2.3. Literature screening and quality evaluation

Two independent evaluators screened the retrieved literature based on the inclusion and exclusion criteria. First, they eliminated repetitious and incompatible works after reviewing titles and abstracts; next, they read full‐text literature and cross‐checked results; finally, they evaluated the approved articles and resolved dissenting opinions by inviting the third evaluator to comment.

The researchers used the Cochrane Library risk bias assessment tool (Higgins & Green, 2011) to evaluate the methodological quality (risk of bias), which included seven items: random sequence generation, allocation concealment, double blindness of participants and trial performers, the blindness of outcome assessment, incomplete outcome data, selective reporting and other biases.

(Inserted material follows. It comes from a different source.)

PR #4220, opened 2022-10-15
Start string location at kind or quote prefix

### LINKED ISSUE #4219: Parsed string start location differs from CPython's AST parser
If you parse `x = u"""abc"""`, RustPython reports that the `Constant` starts at one-indexed column 7 (just after the first `"`):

Each quality item was divided and categorized into high, undefined and low risk. The quality of the included trials was assessed as low, high or medium.

2.4. Data extraction

Two independent investigators extracted the following data from the included literature: primary author; publication date; age; sample size; type of decision aids; number of lost visits; and follow‐up time. Extracted content was deemed relevant when trials were greater than two sets or had multi‐factor designs.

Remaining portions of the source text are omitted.